» **ACTION ITEM**
Go through the records and show each line where the word "error" occurs.

» **RECORDS FOR THIS TASK**

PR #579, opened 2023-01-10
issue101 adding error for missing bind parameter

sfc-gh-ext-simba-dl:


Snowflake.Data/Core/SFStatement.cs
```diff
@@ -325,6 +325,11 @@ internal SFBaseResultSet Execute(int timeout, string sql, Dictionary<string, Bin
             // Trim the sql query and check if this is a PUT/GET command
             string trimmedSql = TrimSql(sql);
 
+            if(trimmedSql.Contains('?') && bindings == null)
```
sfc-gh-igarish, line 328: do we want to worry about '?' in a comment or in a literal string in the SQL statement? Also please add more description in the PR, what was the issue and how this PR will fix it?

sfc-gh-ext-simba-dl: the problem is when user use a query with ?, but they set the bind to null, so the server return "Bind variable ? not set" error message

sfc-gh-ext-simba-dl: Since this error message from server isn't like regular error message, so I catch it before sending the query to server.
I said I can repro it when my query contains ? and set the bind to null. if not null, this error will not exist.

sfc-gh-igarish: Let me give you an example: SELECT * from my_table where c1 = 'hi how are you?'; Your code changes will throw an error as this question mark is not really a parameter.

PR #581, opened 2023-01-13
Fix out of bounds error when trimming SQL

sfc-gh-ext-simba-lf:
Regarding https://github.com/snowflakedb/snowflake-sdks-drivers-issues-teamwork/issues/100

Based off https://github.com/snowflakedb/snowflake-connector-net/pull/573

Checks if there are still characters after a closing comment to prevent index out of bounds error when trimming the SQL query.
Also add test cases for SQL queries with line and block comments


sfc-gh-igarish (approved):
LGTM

» **RESPONSE BOX**
issue101 adding error for missing bind parameter
sfc-gh-ext-simba-dl: the problem is when user use a query with ?, but they set the bind to null, so the server return "Bind variable ? not set" error message
sfc-gh-ext-simba-dl: Since this error message from server isn't like regular error message, so I catch it before sending the query to server.
I said I can repro it when my query contains ? and set the bind to null. if not null, this error will not exist.
sfc-gh-igarish: Let me give you an example: SELECT * from my_table where c1 = 'hi how are you?'; Your code changes will throw an error as this question mark is not really a parameter.
Fix out of bounds error when trimming SQL
Checks if there are still characters after a closing comment to prevent index out of bounds error when trimming the SQL query.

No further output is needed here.